# Requirement
Take the data that follows and return it exactly.

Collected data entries
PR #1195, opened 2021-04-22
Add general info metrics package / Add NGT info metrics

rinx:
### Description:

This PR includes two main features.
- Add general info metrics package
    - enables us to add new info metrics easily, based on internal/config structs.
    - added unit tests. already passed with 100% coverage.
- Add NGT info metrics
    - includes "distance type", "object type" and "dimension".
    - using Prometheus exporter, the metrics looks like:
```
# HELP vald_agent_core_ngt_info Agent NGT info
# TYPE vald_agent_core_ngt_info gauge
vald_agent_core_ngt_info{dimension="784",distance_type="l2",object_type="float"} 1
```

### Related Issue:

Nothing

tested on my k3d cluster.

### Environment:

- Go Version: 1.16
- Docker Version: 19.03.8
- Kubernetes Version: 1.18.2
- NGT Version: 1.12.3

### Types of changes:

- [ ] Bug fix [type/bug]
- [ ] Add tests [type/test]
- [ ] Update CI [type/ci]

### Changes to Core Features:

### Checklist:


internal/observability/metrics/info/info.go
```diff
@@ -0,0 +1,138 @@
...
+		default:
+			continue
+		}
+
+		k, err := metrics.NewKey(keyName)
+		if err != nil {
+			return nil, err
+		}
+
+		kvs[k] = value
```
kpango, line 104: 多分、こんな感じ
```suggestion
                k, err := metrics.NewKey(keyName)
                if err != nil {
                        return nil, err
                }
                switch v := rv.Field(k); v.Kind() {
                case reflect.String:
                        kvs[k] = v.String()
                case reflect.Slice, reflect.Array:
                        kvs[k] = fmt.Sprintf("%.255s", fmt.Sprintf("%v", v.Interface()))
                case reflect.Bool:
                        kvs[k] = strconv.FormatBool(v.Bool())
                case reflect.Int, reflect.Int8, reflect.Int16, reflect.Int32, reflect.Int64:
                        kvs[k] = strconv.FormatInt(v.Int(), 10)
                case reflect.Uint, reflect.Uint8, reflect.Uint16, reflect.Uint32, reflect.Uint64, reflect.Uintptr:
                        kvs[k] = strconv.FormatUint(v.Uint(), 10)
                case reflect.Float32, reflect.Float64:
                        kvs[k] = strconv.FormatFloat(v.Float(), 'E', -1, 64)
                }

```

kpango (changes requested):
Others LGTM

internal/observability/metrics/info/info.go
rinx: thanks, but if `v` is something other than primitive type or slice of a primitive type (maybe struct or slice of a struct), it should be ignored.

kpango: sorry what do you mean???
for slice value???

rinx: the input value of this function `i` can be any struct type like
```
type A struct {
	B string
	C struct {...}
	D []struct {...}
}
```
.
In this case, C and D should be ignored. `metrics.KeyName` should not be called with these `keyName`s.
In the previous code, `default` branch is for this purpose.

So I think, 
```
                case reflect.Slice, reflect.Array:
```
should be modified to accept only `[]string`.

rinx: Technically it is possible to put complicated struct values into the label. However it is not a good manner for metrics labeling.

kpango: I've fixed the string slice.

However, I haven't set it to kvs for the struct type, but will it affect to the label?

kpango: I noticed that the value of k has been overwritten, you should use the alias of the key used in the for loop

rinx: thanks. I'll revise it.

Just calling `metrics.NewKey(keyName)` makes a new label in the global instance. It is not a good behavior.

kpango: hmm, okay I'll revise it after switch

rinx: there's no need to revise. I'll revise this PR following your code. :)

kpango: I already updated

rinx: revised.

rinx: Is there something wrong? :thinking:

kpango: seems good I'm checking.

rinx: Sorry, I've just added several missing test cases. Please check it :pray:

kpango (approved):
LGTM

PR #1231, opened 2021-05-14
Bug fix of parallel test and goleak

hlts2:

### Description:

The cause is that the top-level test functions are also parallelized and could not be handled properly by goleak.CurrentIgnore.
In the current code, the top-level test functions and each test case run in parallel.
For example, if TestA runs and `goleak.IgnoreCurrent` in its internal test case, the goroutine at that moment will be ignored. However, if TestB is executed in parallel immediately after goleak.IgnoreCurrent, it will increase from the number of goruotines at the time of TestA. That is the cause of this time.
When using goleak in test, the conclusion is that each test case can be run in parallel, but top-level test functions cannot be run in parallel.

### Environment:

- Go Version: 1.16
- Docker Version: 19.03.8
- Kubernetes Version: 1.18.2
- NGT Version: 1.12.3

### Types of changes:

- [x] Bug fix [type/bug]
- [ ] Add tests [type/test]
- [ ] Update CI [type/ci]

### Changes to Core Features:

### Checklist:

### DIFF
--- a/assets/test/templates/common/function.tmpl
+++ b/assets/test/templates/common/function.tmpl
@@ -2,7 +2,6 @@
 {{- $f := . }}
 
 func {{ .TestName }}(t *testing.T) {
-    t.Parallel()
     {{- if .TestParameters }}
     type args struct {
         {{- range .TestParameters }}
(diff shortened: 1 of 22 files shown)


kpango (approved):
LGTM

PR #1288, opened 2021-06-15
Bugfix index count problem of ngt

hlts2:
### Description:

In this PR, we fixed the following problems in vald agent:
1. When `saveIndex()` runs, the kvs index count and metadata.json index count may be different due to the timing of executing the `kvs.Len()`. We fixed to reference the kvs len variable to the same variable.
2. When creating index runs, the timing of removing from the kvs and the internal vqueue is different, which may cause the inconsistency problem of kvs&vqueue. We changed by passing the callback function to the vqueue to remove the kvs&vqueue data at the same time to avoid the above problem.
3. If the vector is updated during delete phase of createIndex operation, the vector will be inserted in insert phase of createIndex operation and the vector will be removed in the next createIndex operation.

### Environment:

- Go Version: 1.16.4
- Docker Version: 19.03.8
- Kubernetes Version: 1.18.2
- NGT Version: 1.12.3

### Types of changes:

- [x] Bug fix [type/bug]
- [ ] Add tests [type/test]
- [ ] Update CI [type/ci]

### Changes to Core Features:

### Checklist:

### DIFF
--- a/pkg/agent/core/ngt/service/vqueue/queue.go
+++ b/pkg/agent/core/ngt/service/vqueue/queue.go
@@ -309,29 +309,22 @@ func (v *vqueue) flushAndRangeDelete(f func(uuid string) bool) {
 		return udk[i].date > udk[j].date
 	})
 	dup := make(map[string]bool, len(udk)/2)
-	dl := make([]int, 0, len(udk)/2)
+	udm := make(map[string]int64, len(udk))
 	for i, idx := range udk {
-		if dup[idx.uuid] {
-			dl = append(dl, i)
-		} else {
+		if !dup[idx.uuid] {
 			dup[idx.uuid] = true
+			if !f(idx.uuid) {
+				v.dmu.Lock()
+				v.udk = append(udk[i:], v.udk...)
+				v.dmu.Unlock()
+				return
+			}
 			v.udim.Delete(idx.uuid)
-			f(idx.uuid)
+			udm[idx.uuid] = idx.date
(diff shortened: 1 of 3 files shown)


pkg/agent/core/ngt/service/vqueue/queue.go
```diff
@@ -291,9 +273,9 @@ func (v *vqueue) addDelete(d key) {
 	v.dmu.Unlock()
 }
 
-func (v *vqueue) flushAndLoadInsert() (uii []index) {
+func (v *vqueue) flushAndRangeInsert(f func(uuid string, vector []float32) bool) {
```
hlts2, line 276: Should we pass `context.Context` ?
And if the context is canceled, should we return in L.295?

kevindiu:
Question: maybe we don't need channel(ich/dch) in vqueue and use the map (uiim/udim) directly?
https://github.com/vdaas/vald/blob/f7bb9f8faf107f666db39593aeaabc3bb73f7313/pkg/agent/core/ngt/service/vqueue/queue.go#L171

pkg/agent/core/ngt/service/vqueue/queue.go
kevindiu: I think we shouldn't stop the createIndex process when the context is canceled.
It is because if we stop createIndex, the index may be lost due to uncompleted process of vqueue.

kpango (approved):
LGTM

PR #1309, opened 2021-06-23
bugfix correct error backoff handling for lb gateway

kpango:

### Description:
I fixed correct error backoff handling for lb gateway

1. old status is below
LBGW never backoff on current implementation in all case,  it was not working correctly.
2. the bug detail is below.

# Written solution
PR #1195, opened 2021-04-22
Add general info metrics package / Add NGT info metrics

rinx:
### Description:

This PR includes two main features.
- Add general info metrics package
    - enables us to add new info metrics easily, based on internal/config structs.
    - added unit tests. already passed with 100% coverage.
- Add NGT info metrics
    - includes "distance type", "object type" and "dimension".
    - using Prometheus exporter, the metrics looks like:
```
# HELP vald_agent_core_ngt_info Agent NGT info
# TYPE vald_agent_core_ngt_info gauge
vald_agent_core_ngt_info{dimension="784",distance_type="l2",object_type="float"} 1
```

### Related Issue:

Nothing

tested on my k3d cluster.

### Environment:

- Go Version: 1.16
- Docker Version: 19.03.8
- Kubernetes Version: 1.18.2
- NGT Version: 1.12.3

### Types of changes:

- [ ] Bug fix [type/bug]
- [ ] Add tests [type/test]
- [ ] Update CI [type/ci]

### Changes to Core Features:

### Checklist:


internal/observability/metrics/info/info.go
```diff
@@ -0,0 +1,138 @@
...
+		default:
+			continue
+		}
+
+		k, err := metrics.NewKey(keyName)
+		if err != nil {
+			return nil, err
+		}
+
+		kvs[k] = value
```
kpango, line 104: 多分、こんな感じ
```suggestion
                k, err := metrics.NewKey(keyName)
                if err != nil {
                        return nil, err
                }
                switch v := rv.Field(k); v.Kind() {
                case reflect.String:
                        kvs[k] = v.String()
                case reflect.Slice, reflect.Array:
                        kvs[k] = fmt.Sprintf("%.255s", fmt.Sprintf("%v", v.Interface()))
                case reflect.Bool:
                        kvs[k] = strconv.FormatBool(v.Bool())
                case reflect.Int, reflect.Int8, reflect.Int16, reflect.Int32, reflect.Int64:
                        kvs[k] = strconv.FormatInt(v.Int(), 10)
                case reflect.Uint, reflect.Uint8, reflect.Uint16, reflect.Uint32, reflect.Uint64, reflect.Uintptr:
                        kvs[k] = strconv.FormatUint(v.Uint(), 10)
                case reflect.Float32, reflect.Float64:
                        kvs[k] = strconv.FormatFloat(v.Float(), 'E', -1, 64)
                }

```

kpango (changes requested):
Others LGTM

internal/observability/metrics/info/info.go
rinx: thanks, but if `v` is something other than primitive type or slice of a primitive type (maybe struct or slice of a struct), it should be ignored.

kpango: sorry what do you mean???
for slice value???

rinx: the input value of this function `i` can be any struct type like
```
type A struct {
	B string
	C struct {...}
	D []struct {...}
}
```
.
In this case, C and D should be ignored. `metrics.KeyName` should not be called with these `keyName`s.
In the previous code, `default` branch is for this purpose.

So I think, 
```
                case reflect.Slice, reflect.Array:
```
should be modified to accept only `[]string`.

rinx: Technically it is possible to put complicated struct values into the label. However it is not a good manner for metrics labeling.

kpango: I've fixed the string slice.

However, I haven't set it to kvs for the struct type, but will it affect to the label?

kpango: I noticed that the value of k has been overwritten, you should use the alias of the key used in the for loop

rinx: thanks. I'll revise it.

Just calling `metrics.NewKey(keyName)` makes a new label in the global instance. It is not a good behavior.

kpango: hmm, okay I'll revise it after switch

rinx: there's no need to revise. I'll revise this PR following your code. :)

kpango: I already updated

rinx: revised.

rinx: Is there something wrong? :thinking:

kpango: seems good I'm checking.

rinx: Sorry, I've just added several missing test cases. Please check it :pray:

kpango (approved):
LGTM

PR #1231, opened 2021-05-14
Bug fix of parallel test and goleak

hlts2:

### Description:

The cause is that the top-level test functions are also parallelized and could not be handled properly by goleak.CurrentIgnore.
In the current code, the top-level test functions and each test case run in parallel.
For example, if TestA runs and `goleak.IgnoreCurrent` in its internal test case, the goroutine at that moment will be ignored. However, if TestB is executed in parallel immediately after goleak.IgnoreCurrent, it will increase from the number of goruotines at the time of TestA. That is the cause of this time.
When using goleak in test, the conclusion is that each test case can be run in parallel, but top-level test functions cannot be run in parallel.

### Environment:

- Go Version: 1.16
- Docker Version: 19.03.8
- Kubernetes Version: 1.18.2
- NGT Version: 1.12.3

### Types of changes:

- [x] Bug fix [type/bug]
- [ ] Add tests [type/test]
- [ ] Update CI [type/ci]

### Changes to Core Features:

### Checklist:

### DIFF
--- a/assets/test/templates/common/function.tmpl
+++ b/assets/test/templates/common/function.tmpl
@@ -2,7 +2,6 @@
 {{- $f := . }}
 
 func {{ .TestName }}(t *testing.T) {
-    t.Parallel()
     {{- if .TestParameters }}
     type args struct {
         {{- range .TestParameters }}
(diff shortened: 1 of 22 files shown)


kpango (approved):
LGTM

PR #1288, opened 2021-06-15
Bugfix index count problem of ngt

hlts2:
### Description:

In this PR, we fixed the following problems in vald agent:
1. When `saveIndex()` runs, the kvs index count and metadata.json index count may be different due to the timing of executing the `kvs.Len()`. We fixed to reference the kvs len variable to the same variable.
2. When creating index runs, the timing of removing from the kvs and the internal vqueue is different, which may cause the inconsistency problem of kvs&vqueue. We changed by passing the callback function to the vqueue to remove the kvs&vqueue data at the same time to avoid the above problem.
3. If the vector is updated during delete phase of createIndex operation, the vector will be inserted in insert phase of createIndex operation and the vector will be removed in the next createIndex operation.

### Environment:

- Go Version: 1.16.4
- Docker Version: 19.03.8
- Kubernetes Version: 1.18.2
- NGT Version: 1.12.3

### Types of changes:

- [x] Bug fix [type/bug]
- [ ] Add tests [type/test]
- [ ] Update CI [type/ci]

### Changes to Core Features:

### Checklist:

### DIFF
--- a/pkg/agent/core/ngt/service/vqueue/queue.go
+++ b/pkg/agent/core/ngt/service/vqueue/queue.go
@@ -309,29 +309,22 @@ func (v *vqueue) flushAndRangeDelete(f func(uuid string) bool) {
 		return udk[i].date > udk[j].date
 	})
 	dup := make(map[string]bool, len(udk)/2)
-	dl := make([]int, 0, len(udk)/2)
+	udm := make(map[string]int64, len(udk))
 	for i, idx := range udk {
-		if dup[idx.uuid] {
-			dl = append(dl, i)
-		} else {
+		if !dup[idx.uuid] {
 			dup[idx.uuid] = true
+			if !f(idx.uuid) {
+				v.dmu.Lock()
+				v.udk = append(udk[i:], v.udk...)
+				v.dmu.Unlock()
+				return
+			}
 			v.udim.Delete(idx.uuid)
-			f(idx.uuid)
+			udm[idx.uuid] = idx.date
(diff shortened: 1 of 3 files shown)


pkg/agent/core/ngt/service/vqueue/queue.go
```diff
@@ -291,9 +273,9 @@ func (v *vqueue) addDelete(d key) {
 	v.dmu.Unlock()
 }
 
-func (v *vqueue) flushAndLoadInsert() (uii []index) {
+func (v *vqueue) flushAndRangeInsert(f func(uuid string, vector []float32) bool) {
```
hlts2, line 276: Should we pass `context.Context` ?
And if the context is canceled, should we return in L.295?

kevindiu:
Question: maybe we don't need channel(ich/dch) in vqueue and use the map (uiim/udim) directly?
https://github.com/vdaas/vald/blob/f7bb9f8faf107f666db39593aeaabc3bb73f7313/pkg/agent/core/ngt/service/vqueue/queue.go#L171

pkg/agent/core/ngt/service/vqueue/queue.go
kevindiu: I think we shouldn't stop the createIndex process when the context is canceled.
It is because if we stop createIndex, the index may be lost due to uncompleted process of vqueue.

kpango (approved):
LGTM

PR #1309, opened 2021-06-23
bugfix correct error backoff handling for lb gateway

kpango:

### Description:
I fixed correct error backoff handling for lb gateway

1. old status is below
LBGW never backoff on current implementation in all case,  it was not working correctly.
2. the bug detail is below.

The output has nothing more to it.